How to complete this task -
Return the lines from the start of the data through the line with "### LINKED ISSUE". Include both of those lines and no others.

*** Opening Study material ***

PR #720, opened 2017-04-21
Fix for issue 696

### LINKED ISSUE #696: Composer runtime alters relationships to store as the base resource type
I'm unsure if this is intended functionality or simply something that needs further explanation. The `assetRegistry` appears to alter relationship data prior to saving, and stores relationships as the base type from the model schema instead of the type provided.

## Context

We have multiple different participant subclasses used in our network for different domains/clients/channels. Attempting to create relationships between assets & participants within transactions to track ownership is a problem, because all relationship types use the base participant class. Thus we are unable to retrieve the related participant records for an asset without storing extra metadata fields, something we expect should be handled by the relationship itself.

These are our model files:

(in a module dependency)
```
namespace org.network.core

abstract asset BaseAsset identified by id {
  o String id
  o DateTime createdOn
  --> BaseMember invoker
  --> BaseAsset parent optional
}

abstract participant BaseMember identified by id {
  o String id
  o DateTime createdOn
  --> BaseMember invoker optional
}
```
(in the network repository)
```
namespace org.network.test

import org.network.core.BaseAsset
import org.network.core.BaseMember

asset TestAsset extends BaseAsset {
  o String testField
}

participant TestMember extends BaseMember {
  o String testField
}

transaction TestTransaction identified by id {
  o String id
  o String invoker
}
```
(transaction logic)
```
function onTestTransaction(testTransaction) {
    var factory = getFactory();

    var asset = factory.newResource('org.network.test', 'TestAsset', 'assetfrom_' + testTransaction.id);
    Object.assign(asset, {
        createdOn: new Date(),
        invoker: factory.newRelationship('org.network.test', 'TestMember', testTransaction.invoker),
        testField: 'test',
    });

    return getAssetRegistry('org.network.test.TestAsset')
        .then(function(AR) {
            return AR.add(asset);
        });
}
```

## Expected Behavior

The new asset's `invoker` relationship should be stored as a relationship to `org.network.test.TestMember`.

## Actual Behavior

The `invoker` relationship is stored as a relationship to `org.network.core.BaseMember`. When attempting to load the referenced record via this namespace we get the unknown namespace error: `Object with ID 'Participant:org.network.core.BaseMember' in collection with ID '$sysregistries' does not exist`. It must be loaded via `org.network.test.TestMember` but there is no way of determining this from the asset data.

dselman:
## Checklist
 - [x]  Design of the fix

## Issue/User story
Fixes #696 which relates to how we serialize relationships.

## Steps to Reproduce
1. Load the attached BNA into Playground
2. Attemp to create an instance of an Order or Vehicle
3.
4.

## Existing issues

- [x] [Stack Overflow issues](http://stackoverflow.com/tags/fabric-composer)
- [x] [Rocket Chat history](https://chat.hyperledger.org/channel/fabric-composer)

## Design of the fix
Relationships are now serialized as URI using the form:
```resource:<namespace>.<type>#<id>```

## Validation of the fix
- Refactored existing tests
- Added new tests to ensure URIs are handled correctly, including when the identifier contains unicode.
- Added a test that creates a Vehicle from the DVLA network and roundtrips it to JSON

## Automated Tests
All tests are automated

JSDoc for the new methods: `Relationship.fromURI` and `Identifiable.toJSON` that are responsible for serialization.


dselman:
I agree with your observation on the compatibility of the REST API. We can decide on the appropriate release version when we cut a release.

PR #287, opened 2020-12-01
Drop versioneer

jbusecke:
I saw [rechunker/#65](https://github.com/pangeo-data/rechunker/pull/65/files) and thought we should do the same.


jbusecke:
I pretty much just copied the steps from rechunker, does anyone know how I can test this without triggering a release?

jbusecke:
Ah i guess this is tested during the pip install in the CI, so nevermind.

jbusecke:
Why does the version in the CI jobs appear as `xgcm==0.1.dev1+gcad7f67`. Is this not correctly parsing the version from the git tag?

`Requirement already satisfied: xarray>=0.14.1 in /usr/share/miniconda/envs/test_env_xgcm/lib/python3.8/site-packages (from xgcm==0.1.dev1+gcad7f67) (0.16.1)`

rabernat:
I unfortunately know nothing about setuptools_scm. But thanks for working on this!

jbusecke:
Perhaps @ocefpaf has some input? I would definitely appreciate any pointers with this.

ocefpaf:
> Perhaps @ocefpaf has some input? I would definitely appreciate any pointers with this.

From your PR, locally, I get:

```
python setup.py --version
0.5.2.dev30+g26a310a
```

which looks correct. Let me inspect the CI...

jbusecke:
Thanks for looking into this @ocefpaf. So the convention for non released versions is to bump the bugfix increment and add that scrambled id to that? Just for my understanding.

ocefpaf:
> Thanks for looking into this @ocefpaf. So the convention for non released versions is to bump the bugfix increment and add that scrambled id to that? Just for my understanding.

Not sure. My guess is the lack os setuptools_scm in the CI. Let me try something here...

ocefpaf:
@jbusecke take a look at https://github.com/xgcm/xgcm/pull/288#issuecomment-736827260

It turns out the GHA that check the code out is probably doing a shallow clone and we cannot check the all the tags. Locally it works and it probably will work where it matters, on the publishing GHA. Let me know if you want to port #288 here or if you want to squash and merge that one instead.

jbusecke:
Thanks @ocefpaf for the explanation and working on this. I have tested it locally too and it seems to work. I'd prefer to keep this and #288 together in one PR. Do you want to push to this branch? I can also make the changes.

ocefpaf:
> Do you want to push to this branch?

I tried but I do not have the rights. It seems you did not used a fork and I don't have access to xgcm. Feel free to do whatever is easier for you. I believe I have your commits in #288, so they are already "a single" PR.

jbusecke:
Any objections to merging this @ocefpaf? If you think this is good to go ill merge.

jbusecke:
Again, many thanks for your help!

ocefpaf:
> Any objections to merging this @ocefpaf? If you think this is good to go ill merge.

LGTM!

PR #288, opened 2020-12-01
add setuptools_scm on 3.8 but not others

ocefpaf:
Just want to test if it is the lack of setuptools_scm or the pip install command with the chance of clobbering deps the culprit here.

### DIFF
--- a/.github/workflows/ci.yaml
+++ b/.github/workflows/ci.yaml
@@ -39,7 +39,6 @@ jobs:
         shell: bash -l {0}
         run: |
           python -m pip install -e . --no-deps
-          python setup.py --version
           conda list
       - name: Run Tests
         shell: bash -l {0}
--- a/.github/workflows/ci.yaml
+++ b/.github/workflows/ci.yaml
@@ -38,7 +38,8 @@ jobs:
       - name: Set up conda environment
         shell: bash -l {0}
         run: |
-          python -m pip install -e . --no-deps --force-reinstall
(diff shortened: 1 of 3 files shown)


ocefpaf:
Aha! Found the problem, it is related to the shallow clone in GHA:

```
https://github.com/xgcm/xgcm/pull/288/checks?check_run_id=1482589263#step:5:12
```

I guess it is OK as long as a real tag checkout is used to produce the tarball.

.github/workflows/ci.yaml
```diff
@@ -38,7 +38,7 @@ jobs:
       - name: Set up conda environment
         shell: bash -l {0}
         run: |
-          python -m pip install -e .
+          python -m pip install -e . --no-deps
```
jbusecke, line 41: Do you think it would be good to have a 'pip-only' ci install (without corresponding conda yaml file), to check if our dependencies are up to date?

ocefpaf: With the new pip? Yep. For sure. We don't know yet how the solver will interact with our environments and packages.

ocefpaf:
Ah. Actually, this tries to merge on your branch. xref #287

.github/workflows/ci.yaml
jbusecke: Ill set that up in a separate PR!

jbusecke:
Ah perfect!

PR #299, opened 2021-01-19
Strict conda-forge

jbusecke:
I just saw these options in the [xarray ci](https://github.com/pydata/xarray/blob/7dbbdcafed7f796ab77039ff797bcd31d9185903/.github/workflows/ci.yaml#L67-L68). I think we should also strictly build from conda-forge?

 - [ ] Closes #xxxx
 - [ ] Tests added
 - [ ] Passes `black . `


jbusecke:
I actually think it is better to define channels in the respective environment files, and we will do that once we actually need it. Closing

*** Closing Study material ***

Solution for this task -
PR #720, opened 2017-04-21
Fix for issue 696

### LINKED ISSUE #696: Composer runtime alters relationships to store as the base resource type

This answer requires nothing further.